__Activity__: In full and without deviation, write out the entries that follow.

Material for the task Start Marker

PR #340, opened 2020-03-23
Add tests for _GridGenerator and documentation for the basis

romanlutz:
The existing code wasn't as straightforward as I would have liked it to be. This doesn't entirely fix the issue, but it's a good first step in my opinion. Please check that the descriptions are correct since this is based on my observations from the code.


test/unit/reductions/grid_search/test_grid_generator.py
```diff
@@ -0,0 +1,35 @@
...
+
+from fairlearn.reductions._grid_search import _GridGenerator
+from fairlearn.reductions import DemographicParity
+
+from test.unit.reductions.grid_search import _utilities
+
+
+@pytest.mark.parametrize("grid_size", [5, 6, 10, 11, 100, 101, 102])
+@pytest.mark.parametrize("grid_limit", [1.0, 2.0, 4.0, 10.0])
+def test_grid_generator(grid_size, grid_limit):
```
riedgar-ms: '_1d' since I believe that the grid generator can do multi-d as written.

fairlearn/reductions/_moments/conditional_selection_rate.py
```diff
@@ -58,7 +61,7 @@ def load_data(self, X, y, event=None, **kwargs):
         zero_vec = pd.Series(0.0, self.index)
         i = 0
         for event_val in event_vals:
-            for group in group_vals[:-1]:
+            for group in group_vals[:-1]:  # Leave out last group to avoid linear dependence.
```
riedgar-ms: I have a vague idea about what this means, but it's not completely clear still.

fairlearn/reductions/_grid_search/__init__.py
```diff
@@ -4,9 +4,10 @@
 """Package for Grid Search."""
 
 from .grid_search_result import GridSearchResult  # noqa: F401
-from .grid_search import GridSearch  # noqa: F401
+from .grid_search import GridSearch, _GridGenerator  # noqa: F401
 
 __all__ = [
+    "_GridGenerator",
```
riedgar-ms: Why?

test/unit/reductions/grid_search/test_grid_generator.py
romanlutz: Correct! I should probably add a similar test case for that, and maybe other constraints

fairlearn/reductions/_moments/conditional_selection_rate.py
romanlutz: It's a continuation of the longer comment above that says we need a linearly independent basis Adding this last group into the basis makes it linearly dependent.

romanlutz: Any suggestion on how to rewrite that?

fairlearn/reductions/_grid_search/__init__.py
romanlutz: Couldn't use it in test otherwise for some reason :-| I'll see how I can get rid of it.

romanlutz: Fixed that now. Not sure what happened the previous time.

fairlearn/reductions/_moments/conditional_selection_rate.py
romanlutz: slightly adjusted it, but not sure that helps

riedgar-ms: Well, I _think_ that what you mean is that between two sensitive features there's one tradeoff to be made, between three there are two tradeoffs etc. But I'm not sure. The alternative is for determining the 'size' of the grid in multi-D, which comes down to "if you know the sum of n numbers, then the nth is determined by the other n-1"

romanlutz: That is how I understand it. Maybe @MiroDudik  has an idea on how to rewrite this comment?

fairlearn/reductions/_grid_search/grid_search.py
```diff
@@ -52,6 +52,7 @@ def __init__(self, grid_size, grid_limit, pos_basis, neg_basis, neg_allowed, for
                 # convert the grid of basis coefficients into a grid of lambda vectors
                 self.grid = pos_basis.dot(pos_coefs) + neg_basis.dot(neg_coefs)
                 break
+            # if the grid size is not reached yet increase the maximum value
```
MiroDudik: maximum value -> scaling parameter

fairlearn/reductions/_moments/conditional_selection_rate.py
```diff
@@ -49,7 +49,10 @@ def load_data(self, X, y, event=None, **kwargs):
         self.index = signed.index
         self.default_objective_lambda_vec = None
 
-        # fill in the information about the basis
+        # Certain mitigation techniques require basis vectors representing the constraint space in
+        # order to generate a grid viable linear combinations. The basis vectors are stored in
+        # pos_basis and neg_basis. Including all constraints would make the vectors linearly
+        # dependent.
```
MiroDudik: Let's move this comment closer to where we define the basis (e.g., right above the line 58).

Also, let's use this description:
```
# The matrices pos_basis and neg_basis contain a lower-dimensional description of constraints,
# which is achieved by removing some redundant constraints.
```

fairlearn/reductions/_moments/conditional_selection_rate.py
```diff
@@ -58,6 +61,7 @@ def load_data(self, X, y, event=None, **kwargs):
         zero_vec = pd.Series(0.0, self.index)
         i = 0
         for event_val in event_vals:
+            # Leave out last group to avoid linear dependence of the basis.
```
MiroDudik:
```
# Constraints on the final group are redundant, so they are not included in the basis.
```

fairlearn/reductions/_moments/conditional_selection_rate.py
romanlutz: I moved it and used your description.

fairlearn/reductions/_moments/conditional_selection_rate.py
romanlutz: I suppose Miro addressed this with his own comment :-)

fairlearn/reductions/_moments/conditional_selection_rate.py
```diff
@@ -49,15 +49,18 @@ def load_data(self, X, y, event=None, **kwargs):
         self.index = signed.index
         self.default_objective_lambda_vec = None
 
-        # fill in the information about the basis
         event_vals = self.tags[_EVENT].unique()
         group_vals = self.tags[_GROUP_ID].unique()
+        # The matrices pos_basis and neg_basis contain a lower-dimensional description of
```
riedgar-ms: Did you mean to include this file?

riedgar-ms: OK, seeing that the tests make use of the moments, I can see why you might be commenting here.

test/unit/reductions/grid_search/test_grid_generator.py
```diff
@@ -0,0 +1,102 @@
...
+
+
+def calculate_grid(grid_limit, grid_size, disparity_moment, events):
+    X, y, A = _utilities._quick_data()
+
+    disparity_moment.load_data(X, y, sensitive_features=A)
+
+    return _GridGenerator(grid_size, grid_limit,
+                          disparity_moment.pos_basis, disparity_moment.neg_basis,
+                          disparity_moment.neg_basis_present, False).grid
```
riedgar-ms: Do we have tests with whatever that last argument is set to True?

test/unit/reductions/grid_search/test_grid_generator.py
```diff
@@ -0,0 +1,102 @@
...
+    disparity_moment = DemographicParity()
+    events = [_ALL]
+
+    grid = calculate_grid(grid_limit, grid_size, disparity_moment, events)
+
+    expected_index = pd.MultiIndex.from_product([['+', '-'], events, [0, 1]],
+                                                names=[_SIGN, _EVENT, _GROUP_ID])
+    assert (expected_index == grid.index).all()
+    expected_grid = pd.DataFrame()
+    grid_size_or_next_smaller_even_number = int(grid_size / 2) * 2
```
riedgar-ms: As I recall, this was one of the peculiarities of the GridGenerator I found when I was prodding at it - a grid size of 2 would give points {-1,0} and a size of 3 would give {-1,0,1}. Is that what this is about?

fairlearn/reductions/_moments/conditional_selection_rate.py
```diff
@@ -49,15 +49,18 @@ def load_data(self, X, y, event=None, **kwargs):
...
+        # constraints, which is achieved by removing some redundant constraints.
+        # Including all constraints would make the vectors linearly dependent.
```
MiroDudik: Let's remove line 56--the relationship that we are going after is a bit more complicated than just linear dependence (that's why I'm just calling it `redundance` here). Also, we could have kept all the constraints to begin with--things would be correct--only less efficient. So if you want to give some additional clarification, maybe say:
```
# Considering fewer constraints is not required for correctness, but it can dramatically speed up GridSearch.
```

test/unit/reductions/grid_search/test_grid_generator.py
romanlutz: No, and I'm not going to add them now since I don't quite understand what scenario it's for. The test gap wasn't my main intention here. It should still be addressed at some point, though.

test/unit/reductions/grid_search/test_grid_generator.py
romanlutz: Yes!

fairlearn/reductions/_moments/conditional_selection_rate.py
romanlutz: Done! Thanks for elaborating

Material for the task End Marker

__Response to the task__:
PR #340, opened 2020-03-23
Add tests for _GridGenerator and documentation for the basis

romanlutz:
The existing code wasn't as straightforward as I would have liked it to be. This doesn't entirely fix the issue, but it's a good first step in my opinion. Please check that the descriptions are correct since this is based on my observations from the code.


test/unit/reductions/grid_search/test_grid_generator.py
```diff
@@ -0,0 +1,35 @@
...
+
+from fairlearn.reductions._grid_search import _GridGenerator
+from fairlearn.reductions import DemographicParity
+
+from test.unit.reductions.grid_search import _utilities
+
+
+@pytest.mark.parametrize("grid_size", [5, 6, 10, 11, 100, 101, 102])
+@pytest.mark.parametrize("grid_limit", [1.0, 2.0, 4.0, 10.0])
+def test_grid_generator(grid_size, grid_limit):
```
riedgar-ms: '_1d' since I believe that the grid generator can do multi-d as written.

fairlearn/reductions/_moments/conditional_selection_rate.py
```diff
@@ -58,7 +61,7 @@ def load_data(self, X, y, event=None, **kwargs):
         zero_vec = pd.Series(0.0, self.index)
         i = 0
         for event_val in event_vals:
-            for group in group_vals[:-1]:
+            for group in group_vals[:-1]:  # Leave out last group to avoid linear dependence.
```
riedgar-ms: I have a vague idea about what this means, but it's not completely clear still.

fairlearn/reductions/_grid_search/__init__.py
```diff
@@ -4,9 +4,10 @@
 """Package for Grid Search."""
 
 from .grid_search_result import GridSearchResult  # noqa: F401
-from .grid_search import GridSearch  # noqa: F401
+from .grid_search import GridSearch, _GridGenerator  # noqa: F401
 
 __all__ = [
+    "_GridGenerator",
```
riedgar-ms: Why?

test/unit/reductions/grid_search/test_grid_generator.py
romanlutz: Correct! I should probably add a similar test case for that, and maybe other constraints

fairlearn/reductions/_moments/conditional_selection_rate.py
romanlutz: It's a continuation of the longer comment above that says we need a linearly independent basis Adding this last group into the basis makes it linearly dependent.

romanlutz: Any suggestion on how to rewrite that?

fairlearn/reductions/_grid_search/__init__.py
romanlutz: Couldn't use it in test otherwise for some reason :-| I'll see how I can get rid of it.

romanlutz: Fixed that now. Not sure what happened the previous time.

fairlearn/reductions/_moments/conditional_selection_rate.py
romanlutz: slightly adjusted it, but not sure that helps

riedgar-ms: Well, I _think_ that what you mean is that between two sensitive features there's one tradeoff to be made, between three there are two tradeoffs etc. But I'm not sure. The alternative is for determining the 'size' of the grid in multi-D, which comes down to "if you know the sum of n numbers, then the nth is determined by the other n-1"

romanlutz: That is how I understand it. Maybe @MiroDudik  has an idea on how to rewrite this comment?

fairlearn/reductions/_grid_search/grid_search.py
```diff
@@ -52,6 +52,7 @@ def __init__(self, grid_size, grid_limit, pos_basis, neg_basis, neg_allowed, for
                 # convert the grid of basis coefficients into a grid of lambda vectors
                 self.grid = pos_basis.dot(pos_coefs) + neg_basis.dot(neg_coefs)
                 break
+            # if the grid size is not reached yet increase the maximum value
```
MiroDudik: maximum value -> scaling parameter

fairlearn/reductions/_moments/conditional_selection_rate.py
```diff
@@ -49,7 +49,10 @@ def load_data(self, X, y, event=None, **kwargs):
         self.index = signed.index
         self.default_objective_lambda_vec = None
 
-        # fill in the information about the basis
+        # Certain mitigation techniques require basis vectors representing the constraint space in
+        # order to generate a grid viable linear combinations. The basis vectors are stored in
+        # pos_basis and neg_basis. Including all constraints would make the vectors linearly
+        # dependent.
```
MiroDudik: Let's move this comment closer to where we define the basis (e.g., right above the line 58).

Also, let's use this description:
```
# The matrices pos_basis and neg_basis contain a lower-dimensional description of constraints,
# which is achieved by removing some redundant constraints.
```

fairlearn/reductions/_moments/conditional_selection_rate.py
```diff
@@ -58,6 +61,7 @@ def load_data(self, X, y, event=None, **kwargs):
         zero_vec = pd.Series(0.0, self.index)
         i = 0
         for event_val in event_vals:
+            # Leave out last group to avoid linear dependence of the basis.
```
MiroDudik:
```
# Constraints on the final group are redundant, so they are not included in the basis.
```

fairlearn/reductions/_moments/conditional_selection_rate.py
romanlutz: I moved it and used your description.

fairlearn/reductions/_moments/conditional_selection_rate.py
romanlutz: I suppose Miro addressed this with his own comment :-)

fairlearn/reductions/_moments/conditional_selection_rate.py
```diff
@@ -49,15 +49,18 @@ def load_data(self, X, y, event=None, **kwargs):
         self.index = signed.index
         self.default_objective_lambda_vec = None
 
-        # fill in the information about the basis
         event_vals = self.tags[_EVENT].unique()
         group_vals = self.tags[_GROUP_ID].unique()
+        # The matrices pos_basis and neg_basis contain a lower-dimensional description of
```
riedgar-ms: Did you mean to include this file?

riedgar-ms: OK, seeing that the tests make use of the moments, I can see why you might be commenting here.

test/unit/reductions/grid_search/test_grid_generator.py
```diff
@@ -0,0 +1,102 @@
...
+
+
+def calculate_grid(grid_limit, grid_size, disparity_moment, events):
+    X, y, A = _utilities._quick_data()
+
+    disparity_moment.load_data(X, y, sensitive_features=A)
+
+    return _GridGenerator(grid_size, grid_limit,
+                          disparity_moment.pos_basis, disparity_moment.neg_basis,
+                          disparity_moment.neg_basis_present, False).grid
```
riedgar-ms: Do we have tests with whatever that last argument is set to True?

test/unit/reductions/grid_search/test_grid_generator.py
```diff
@@ -0,0 +1,102 @@
...
+    disparity_moment = DemographicParity()
+    events = [_ALL]
+
+    grid = calculate_grid(grid_limit, grid_size, disparity_moment, events)
+
+    expected_index = pd.MultiIndex.from_product([['+', '-'], events, [0, 1]],
+                                                names=[_SIGN, _EVENT, _GROUP_ID])
+    assert (expected_index == grid.index).all()
+    expected_grid = pd.DataFrame()
+    grid_size_or_next_smaller_even_number = int(grid_size / 2) * 2
```
riedgar-ms: As I recall, this was one of the peculiarities of the GridGenerator I found when I was prodding at it - a grid size of 2 would give points {-1,0} and a size of 3 would give {-1,0,1}. Is that what this is about?

fairlearn/reductions/_moments/conditional_selection_rate.py
```diff
@@ -49,15 +49,18 @@ def load_data(self, X, y, event=None, **kwargs):
...
+        # constraints, which is achieved by removing some redundant constraints.
+        # Including all constraints would make the vectors linearly dependent.
```
MiroDudik: Let's remove line 56--the relationship that we are going after is a bit more complicated than just linear dependence (that's why I'm just calling it `redundance` here). Also, we could have kept all the constraints to begin with--things would be correct--only less efficient. So if you want to give some additional clarification, maybe say:
```
# Considering fewer constraints is not required for correctness, but it can dramatically speed up GridSearch.
```

test/unit/reductions/grid_search/test_grid_generator.py
romanlutz: No, and I'm not going to add them now since I don't quite understand what scenario it's for. The test gap wasn't my main intention here. It should still be addressed at some point, though.

test/unit/reductions/grid_search/test_grid_generator.py
romanlutz: Yes!

fairlearn/reductions/_moments/conditional_selection_rate.py
romanlutz: Done! Thanks for elaborating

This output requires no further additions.